Input material:

PR #13764, opened 2025-12-19
jdbc: Implement robust retry logic for JDBC execution queue

### LINKED ISSUE #13744: Concurrency limit is not work when execution is killed in bulk
### Describe the issue

I've found that there is still an issue with the concurrency control.

When the workflow concurrency limit is set to 2:
```
id: hello-world
namespace: tutorial
tasks:
  - id: second_task
    commands:
      - sleep 1m
concurrency:
  limit: 2
```
I kill two running executions in bulk, only one execution is started afterward. This results in fewer executions actually running than the concurrency limit.

Image

### Environment

- Kestra Version: develop

vamsi172323:
This commit refactors the pop method in AbstractJdbcExecutionQueuedStorage to better handle database lock contention when multiple workers are polling the queue.The new implementation includes:

- A retry loop with a capped exponential backoff to wait and retry if an item is locked.
- Each retry attempt now uses its own short-lived transaction.
- An additional check is performed to exit the loop early if the queue is empty, avoiding unnecessary waits.
- Retry parameters have been extracted into named constants for clarity.

The new unit test, flowConcurrencyTwoQueue, was added to FlowConcurrencyCaseTest to validate this change. This test failed 4 out of 5 times before the fix and now passes consistently, confirming the improved reliability of the queueing mechanism.

### 🔗 Related Issue

Closes https://github.com/kestra-io/kestra/issues/13744
Related to https://github.com/kestra-io/kestra/issues/13211

### 🛠️ Backend Checklist

### DIFF
--- a/core/src/test/java/io/kestra/core/runners/AbstractRunnerConcurrencyTest.java
+++ b/core/src/test/java/io/kestra/core/runners/AbstractRunnerConcurrencyTest.java
@@ -89,4 +89,10 @@ public abstract class AbstractRunnerConcurrencyTest {
     void flowConcurrencyQueueKilled() throws Exception {
         flowConcurrencyCaseTest.flowConcurrencyQueueKilled("flow-concurrency-queue-killed");
     }
+
+    @Test
+    @LoadFlows(value = {"flows/valids/flow-concurrency-2-queue.yml"}, tenantId = "flow-concurrency-2-queue")
+    void flowConcurrencyTwoQueue() throws Exception {
+        flowConcurrencyCaseTest.flowConcurrencyTwoQueue("flow-concurrency-2-queue");
+    }
 }
--- a/core/src/test/java/io/kestra/core/runners/FlowConcurrencyCaseTest.java
+++ b/core/src/test/java/io/kestra/core/runners/FlowConcurrencyCaseTest.java
@@ -330,6 +330,61 @@ public class FlowConcurrencyCaseTest {
         }
     }
 
+    public void flowConcurrencyTwoQueue(String tenantId) throws QueueException, InterruptedException {
+        Flow flow = flowRepository
+            .findById(tenantId, NAMESPACE, "flow-concurrency-2-queue", Optional.empty())
+            .orElseThrow();
+        Execution execution1 = runnerUtils.runOneUntilRunning(tenantId, NAMESPACE, "flow-concurrency-2-queue", null, null, Duration.ofSeconds(30));
+        Execution execution2 = runnerUtils.runOneUntilRunning(tenantId, NAMESPACE, "flow-concurrency-2-queue", null, null, Duration.ofSeconds(30));
+        Execution execution3 = runnerUtils.emitAndAwaitExecution(e -> e.getState().getCurrent().equals(Type.QUEUED), Execution.newExecution(flow, null, null, Optional.empty()));
+        Execution execution4 = runnerUtils.emitAndAwaitExecution(e -> e.getState().getCurrent().equals(Type.QUEUED), Execution.newExecution(flow, null, null, Optional.empty()));
+
+        try {
+            assertThat(execution1.getState().isRunning()).isTrue();
+            assertThat(execution2.getState().isRunning()).isTrue();
+            assertThat(execution3.getState().getCurrent()).isEqualTo(Type.QUEUED);
+            assertThat(execution4.getState().getCurrent()).isEqualTo(Type.QUEUED);
+
+            // we kill execution 1 & 2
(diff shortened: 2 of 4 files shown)


loicmathieu:
@vamsi172323 thanks for your contribution but I'm a bit skeptic of the solution here, we use forUpdate().skipLocked() with a limit of 1 so normally it should skip the already locked record and pop another one if existing so retrying should not be needed.

loicmathieu:
If it didn't work, we may just remove the skipLock() it should wait at the database level for the other transaction to ends.

vamsi172323:
> If it didn't work, we may just remove the skipLock() it should wait at the database level for the other transaction to ends.

@loicmathieu, SKIP LOCKED almost always works well and is a good design choice because it prevents threads from blocking. Database-as-queue patterns commonly rely on SKIP LOCKED for this reason. Since SKIP LOCKED can legitimately return no rows at times, workers must use a poll-and-wait strategy. This approach preserves performance and throughput while avoiding thread synchronization and lock contention at the database level.

The PR I raised implements this poll-and-wait behavior. It is triggered either when there are no remaining items to delete or when the database temporarily returns no rows in valid scenarios, such as the one described in this issue. In the majority of cases, a row is immediately returned and processing continues without delay. I believe adding this retry mechanism is necessary and correct.

loicmathieu:
@vamsi172323 if the concern is that in some circustmances there are races that makes skip locked return no rows but there are existing ones, I think a safier and more simple implementation would be when there are no rows return to use an exclusive lock: so when nothing is return to redo the same query but without SKIP LOCKED. WDYT?

vamsi172323:
> @vamsi172323 if the concern is that in some circustmances there are races that makes skip locked return no rows but there are existing ones, I think a safier and more simple implementation would be when there are no rows return to use an exclusive lock: so when nothing is return to redo the same query but without SKIP LOCKED. WDYT?

Following are the four cases I can think of 

1. **Valid row available**

   * If a row exists and is not locked, `SKIP LOCKED` returns it.
   * The thread processes the row, deletes it from the table, and returns.
   * This is the normal “happy path.”
   
2. **Empty table**

   * If the table contains no entries, `FOR UPDATE SKIP LOCKED` returns no row.
   * The `COUNT` query confirms the table is empty.
   * The thread safely returns without processing anything.

3. **Row available but `SKIP LOCKED` returns null**

   * In rare cases, a row may be available but `SKIP LOCKED` returns no row like in this issue's scenario
   * The `COUNT` query prevents premature return, so the thread retries.
   * On a subsequent attempt, `SKIP LOCKED` will likely return the row, allowing the thread to process it and continue.
   * This ensures that legitimate rows are not missed.

4. **All rows locked by other threads**

   * If there are rows but all are currently locked, `SKIP LOCKED` returns no row.
   * The `COUNT` query detects that rows exist, so the thread retries.
   * As other threads finish processing and delete their rows, eventually the table becomes empty.
   * The retrying thread sees the table empty and returns.
   * This situation typically occurs when the number of queued executions is less than the concurrency limit, and looks safe to me

Using SELECT FOR UPDATE without SKIP LOCKED as a fallback would introduce unnecessary blocking in scenario 3, whereas a simple retry with SKIP LOCKED is likely to succeed without waiting. Given the current setup, where terminating a flow must trigger another flow’s execution, this retry mechanism is efficient and avoids blocking threads at the database level. I welcome any feedback or suggestions. What are your thoughts?

loicmathieu:
Maybe @fhussonnois has some idea about it, I don't like handing retry and using Thread.sleep() if not absolutely necessary.

vamsi172323:
> I don't like handing retry and using Thread.sleep() if not absolutely necessary

As mentioned [above](https://github.com/kestra-io/kestra/pull/13764#issuecomment-3675006786), in the first two cases, no retry or sleep is needed. In the third case, retrying is necessary; otherwise, the Kestra flow would use less concurrency than configured. The fourth case occurs when the number of queued executions is less than the concurrency limit and all other concurrent executions finish at the same time, this is uncommon and should be safe. I believe this poll-and-wait mechanism helps ensure we meet concurrency expectations under the current implementation model.

vamsi172323:
As mentioned in my comments, this PR is correct under the current implementation model. However, PR https://github.com/kestra-io/kestra/issues/13785 changes the implementation model by making the entire decrement and pop logic single-threaded. In that model (concurrent threads stop at decrement operation of the concurrency limit value itself until current thread closes the transaction), the scenario where a SKIP LOCKED returns a null value due to concurrent threads will no longer occur. As a result, this PR is no longer needed, so it has been closed. This issue will not happen once the other PR goes through.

Problem description: Would you write down every record again, exactly?

Response to this task:
PR #13764, opened 2025-12-19
jdbc: Implement robust retry logic for JDBC execution queue

### LINKED ISSUE #13744: Concurrency limit is not work when execution is killed in bulk
### Describe the issue

I've found that there is still an issue with the concurrency control.

When the workflow concurrency limit is set to 2:
```
id: hello-world
namespace: tutorial
tasks:
  - id: second_task
    commands:
      - sleep 1m
concurrency:
  limit: 2
```
I kill two running executions in bulk, only one execution is started afterward. This results in fewer executions actually running than the concurrency limit.

Image

### Environment

- Kestra Version: develop

vamsi172323:
This commit refactors the pop method in AbstractJdbcExecutionQueuedStorage to better handle database lock contention when multiple workers are polling the queue.The new implementation includes:

- A retry loop with a capped exponential backoff to wait and retry if an item is locked.
- Each retry attempt now uses its own short-lived transaction.
- An additional check is performed to exit the loop early if the queue is empty, avoiding unnecessary waits.
- Retry parameters have been extracted into named constants for clarity.

The new unit test, flowConcurrencyTwoQueue, was added to FlowConcurrencyCaseTest to validate this change. This test failed 4 out of 5 times before the fix and now passes consistently, confirming the improved reliability of the queueing mechanism.

### 🔗 Related Issue

Closes https://github.com/kestra-io/kestra/issues/13744
Related to https://github.com/kestra-io/kestra/issues/13211

### 🛠️ Backend Checklist

### DIFF
--- a/core/src/test/java/io/kestra/core/runners/AbstractRunnerConcurrencyTest.java
+++ b/core/src/test/java/io/kestra/core/runners/AbstractRunnerConcurrencyTest.java
@@ -89,4 +89,10 @@ public abstract class AbstractRunnerConcurrencyTest {
     void flowConcurrencyQueueKilled() throws Exception {
         flowConcurrencyCaseTest.flowConcurrencyQueueKilled("flow-concurrency-queue-killed");
     }
+
+    @Test
+    @LoadFlows(value = {"flows/valids/flow-concurrency-2-queue.yml"}, tenantId = "flow-concurrency-2-queue")
+    void flowConcurrencyTwoQueue() throws Exception {
+        flowConcurrencyCaseTest.flowConcurrencyTwoQueue("flow-concurrency-2-queue");
+    }
 }
--- a/core/src/test/java/io/kestra/core/runners/FlowConcurrencyCaseTest.java
+++ b/core/src/test/java/io/kestra/core/runners/FlowConcurrencyCaseTest.java
@@ -330,6 +330,61 @@ public class FlowConcurrencyCaseTest {
         }
     }
 
+    public void flowConcurrencyTwoQueue(String tenantId) throws QueueException, InterruptedException {
+        Flow flow = flowRepository
+            .findById(tenantId, NAMESPACE, "flow-concurrency-2-queue", Optional.empty())
+            .orElseThrow();
+        Execution execution1 = runnerUtils.runOneUntilRunning(tenantId, NAMESPACE, "flow-concurrency-2-queue", null, null, Duration.ofSeconds(30));
+        Execution execution2 = runnerUtils.runOneUntilRunning(tenantId, NAMESPACE, "flow-concurrency-2-queue", null, null, Duration.ofSeconds(30));
+        Execution execution3 = runnerUtils.emitAndAwaitExecution(e -> e.getState().getCurrent().equals(Type.QUEUED), Execution.newExecution(flow, null, null, Optional.empty()));
+        Execution execution4 = runnerUtils.emitAndAwaitExecution(e -> e.getState().getCurrent().equals(Type.QUEUED), Execution.newExecution(flow, null, null, Optional.empty()));
+
+        try {
+            assertThat(execution1.getState().isRunning()).isTrue();
+            assertThat(execution2.getState().isRunning()).isTrue();
+            assertThat(execution3.getState().getCurrent()).isEqualTo(Type.QUEUED);
+            assertThat(execution4.getState().getCurrent()).isEqualTo(Type.QUEUED);
+
+            // we kill execution 1 & 2
(diff shortened: 2 of 4 files shown)


loicmathieu:
@vamsi172323 thanks for your contribution but I'm a bit skeptic of the solution here, we use forUpdate().skipLocked() with a limit of 1 so normally it should skip the already locked record and pop another one if existing so retrying should not be needed.

loicmathieu:
If it didn't work, we may just remove the skipLock() it should wait at the database level for the other transaction to ends.

vamsi172323:
> If it didn't work, we may just remove the skipLock() it should wait at the database level for the other transaction to ends.

@loicmathieu, SKIP LOCKED almost always works well and is a good design choice because it prevents threads from blocking. Database-as-queue patterns commonly rely on SKIP LOCKED for this reason. Since SKIP LOCKED can legitimately return no rows at times, workers must use a poll-and-wait strategy. This approach preserves performance and throughput while avoiding thread synchronization and lock contention at the database level.

The PR I raised implements this poll-and-wait behavior. It is triggered either when there are no remaining items to delete or when the database temporarily returns no rows in valid scenarios, such as the one described in this issue. In the majority of cases, a row is immediately returned and processing continues without delay. I believe adding this retry mechanism is necessary and correct.

loicmathieu:
@vamsi172323 if the concern is that in some circustmances there are races that makes skip locked return no rows but there are existing ones, I think a safier and more simple implementation would be when there are no rows return to use an exclusive lock: so when nothing is return to redo the same query but without SKIP LOCKED. WDYT?

vamsi172323:
> @vamsi172323 if the concern is that in some circustmances there are races that makes skip locked return no rows but there are existing ones, I think a safier and more simple implementation would be when there are no rows return to use an exclusive lock: so when nothing is return to redo the same query but without SKIP LOCKED. WDYT?

Following are the four cases I can think of 

1. **Valid row available**

   * If a row exists and is not locked, `SKIP LOCKED` returns it.
   * The thread processes the row, deletes it from the table, and returns.
   * This is the normal “happy path.”
   
2. **Empty table**

   * If the table contains no entries, `FOR UPDATE SKIP LOCKED` returns no row.
   * The `COUNT` query confirms the table is empty.
   * The thread safely returns without processing anything.

3. **Row available but `SKIP LOCKED` returns null**

   * In rare cases, a row may be available but `SKIP LOCKED` returns no row like in this issue's scenario
   * The `COUNT` query prevents premature return, so the thread retries.
   * On a subsequent attempt, `SKIP LOCKED` will likely return the row, allowing the thread to process it and continue.
   * This ensures that legitimate rows are not missed.

4. **All rows locked by other threads**

   * If there are rows but all are currently locked, `SKIP LOCKED` returns no row.
   * The `COUNT` query detects that rows exist, so the thread retries.
   * As other threads finish processing and delete their rows, eventually the table becomes empty.
   * The retrying thread sees the table empty and returns.
   * This situation typically occurs when the number of queued executions is less than the concurrency limit, and looks safe to me

Using SELECT FOR UPDATE without SKIP LOCKED as a fallback would introduce unnecessary blocking in scenario 3, whereas a simple retry with SKIP LOCKED is likely to succeed without waiting. Given the current setup, where terminating a flow must trigger another flow’s execution, this retry mechanism is efficient and avoids blocking threads at the database level. I welcome any feedback or suggestions. What are your thoughts?

loicmathieu:
Maybe @fhussonnois has some idea about it, I don't like handing retry and using Thread.sleep() if not absolutely necessary.

vamsi172323:
> I don't like handing retry and using Thread.sleep() if not absolutely necessary

As mentioned [above](https://github.com/kestra-io/kestra/pull/13764#issuecomment-3675006786), in the first two cases, no retry or sleep is needed. In the third case, retrying is necessary; otherwise, the Kestra flow would use less concurrency than configured. The fourth case occurs when the number of queued executions is less than the concurrency limit and all other concurrent executions finish at the same time, this is uncommon and should be safe. I believe this poll-and-wait mechanism helps ensure we meet concurrency expectations under the current implementation model.

vamsi172323:
As mentioned in my comments, this PR is correct under the current implementation model. However, PR https://github.com/kestra-io/kestra/issues/13785 changes the implementation model by making the entire decrement and pop logic single-threaded. In that model (concurrent threads stop at decrement operation of the concurrency limit value itself until current thread closes the transaction), the scenario where a SKIP LOCKED returns a null value due to concurrent threads will no longer occur. As a result, this PR is no longer needed, so it has been closed. This issue will not happen once the other PR goes through.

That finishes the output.